▸ TASK BRIEF: Look through the records below and copy each line that includes the word "Copyright".

Records contained in a dataset:
* * * * *

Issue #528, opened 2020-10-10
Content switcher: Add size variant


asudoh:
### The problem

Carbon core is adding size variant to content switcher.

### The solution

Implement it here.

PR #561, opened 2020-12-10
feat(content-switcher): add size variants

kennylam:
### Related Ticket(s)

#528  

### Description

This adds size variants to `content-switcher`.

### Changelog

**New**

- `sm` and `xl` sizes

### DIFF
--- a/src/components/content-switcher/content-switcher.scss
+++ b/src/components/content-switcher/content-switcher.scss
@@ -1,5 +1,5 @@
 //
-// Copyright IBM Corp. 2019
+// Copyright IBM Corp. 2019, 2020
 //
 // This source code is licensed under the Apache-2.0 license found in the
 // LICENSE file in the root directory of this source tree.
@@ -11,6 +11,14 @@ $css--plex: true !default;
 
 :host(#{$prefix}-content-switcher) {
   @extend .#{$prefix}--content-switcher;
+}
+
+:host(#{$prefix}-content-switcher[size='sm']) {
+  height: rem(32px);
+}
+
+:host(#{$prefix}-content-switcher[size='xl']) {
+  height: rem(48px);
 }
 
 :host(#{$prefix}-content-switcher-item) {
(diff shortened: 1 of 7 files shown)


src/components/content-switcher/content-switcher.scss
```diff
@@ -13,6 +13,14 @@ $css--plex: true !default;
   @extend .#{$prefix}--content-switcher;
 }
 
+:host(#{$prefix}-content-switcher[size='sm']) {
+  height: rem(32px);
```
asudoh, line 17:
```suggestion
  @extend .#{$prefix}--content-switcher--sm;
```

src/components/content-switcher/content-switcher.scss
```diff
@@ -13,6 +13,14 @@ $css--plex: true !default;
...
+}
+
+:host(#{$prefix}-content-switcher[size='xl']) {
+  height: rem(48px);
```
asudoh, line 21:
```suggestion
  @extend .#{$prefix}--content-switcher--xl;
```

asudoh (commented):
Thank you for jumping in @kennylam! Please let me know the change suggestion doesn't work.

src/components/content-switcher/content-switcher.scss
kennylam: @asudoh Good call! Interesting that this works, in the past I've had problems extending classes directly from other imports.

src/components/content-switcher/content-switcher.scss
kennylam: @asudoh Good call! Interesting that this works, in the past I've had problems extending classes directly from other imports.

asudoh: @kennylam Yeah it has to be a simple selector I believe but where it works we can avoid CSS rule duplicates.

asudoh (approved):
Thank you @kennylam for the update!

* * * * *

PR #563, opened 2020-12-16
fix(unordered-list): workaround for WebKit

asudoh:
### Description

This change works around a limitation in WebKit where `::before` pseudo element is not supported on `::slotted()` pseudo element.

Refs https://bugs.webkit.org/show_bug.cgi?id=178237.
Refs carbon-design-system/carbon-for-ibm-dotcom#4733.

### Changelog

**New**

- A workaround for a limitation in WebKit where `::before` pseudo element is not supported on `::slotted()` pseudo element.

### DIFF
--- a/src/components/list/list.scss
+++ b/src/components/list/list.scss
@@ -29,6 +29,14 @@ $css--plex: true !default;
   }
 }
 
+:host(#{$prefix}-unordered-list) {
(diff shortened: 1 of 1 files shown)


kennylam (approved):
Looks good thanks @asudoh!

* * * * *

▸ OUTPUT OF THE EXERCISE:
-// Copyright IBM Corp. 2019
+// Copyright IBM Corp. 2019, 2020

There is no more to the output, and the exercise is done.